The Cultch and Theatre Replacement, the York Theatre, November

“Look behind you! Look behind you!” For a brief, pre-Omicron moment, the universe felt normal again—the packed (masked and vaxxed) audience at the York yelling in unison at Dawn Petten’s wonderfully goofy Alice as she searched for an elusive white rabbit. It felt great to be back in the middle of East Van, interacting en masse with imaginary characters at the Panto—one of the best in the production’s deservedly fabled history. Now it’s been moved entirely online for this, its last week of performances, as we all return to living Through the Looking Glass.

 

The jester-like dancers in Orfeo and Euridce move in front of a seemingly floating chorus.
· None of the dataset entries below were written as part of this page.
PR #281, opened 2023-04-09
rename `[test]` optional dependency to `[tests]`

AdamOrmondroyd:
# Description

Quick one, I find it quite strange we have plural `extras` but singular `test` optional dependencies, so I've changed it to `tests`

Fixes # (issue)

# Checklist:

### DIFF
--- a/README.rst
+++ b/README.rst
@@ -88,7 +88,7 @@ You can check that things are working by running the test suite:
 .. code:: bash
 
     export MPLBACKEND=Agg     # only necessary for OSX users
-    python -m pip install ".[test]"
+    python -m pip install ".[tests]"
     python -m pytest
     flake8 anesthetic tests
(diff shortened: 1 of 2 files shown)


williamjameshandley (changes requested):
Consistency is important -- I guess the question is whether this should be 'test, extra' or 'tests, extras'. Going by [pandas](https://github.com/pandas-dev/pandas/blob/e9e034badbd2e36379958b93b611bf666c7ab360/pyproject.toml#L59), we should use `test`, and perhaps `all` rather than `extras`

AdamOrmondroyd:
Ah, I'd misremembered that pandas used `[tests]`. Now swapped around to use `[all]`

williamjameshandley (approved):

williamjameshandley (approved):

Photo by Tim Matheson

Orfeo ed Euridice

Vancouver Opera, The Dance Centre, and Ne.Sans Opera and Dance, Queen Elizabeth Theatre, December

Out of the pandemic void, a team of intrepid artists created dazzling magic on the opera stage, with a dreamlike and visually dazzling take on Christoph Willibald Gluck’s 1762 Baroque opera. Memorable moments abounded, from the finale’s red-tinsel-exploding balloons to Mireille Lebel’s transcendant “Che farò senza Euridice”. But the most stunning scene came in Act 2, when the chorus seemed to float in silhouette as it sang above the group of dancers, dressed in Felliniesque clown makeup, jester hats, and tutus.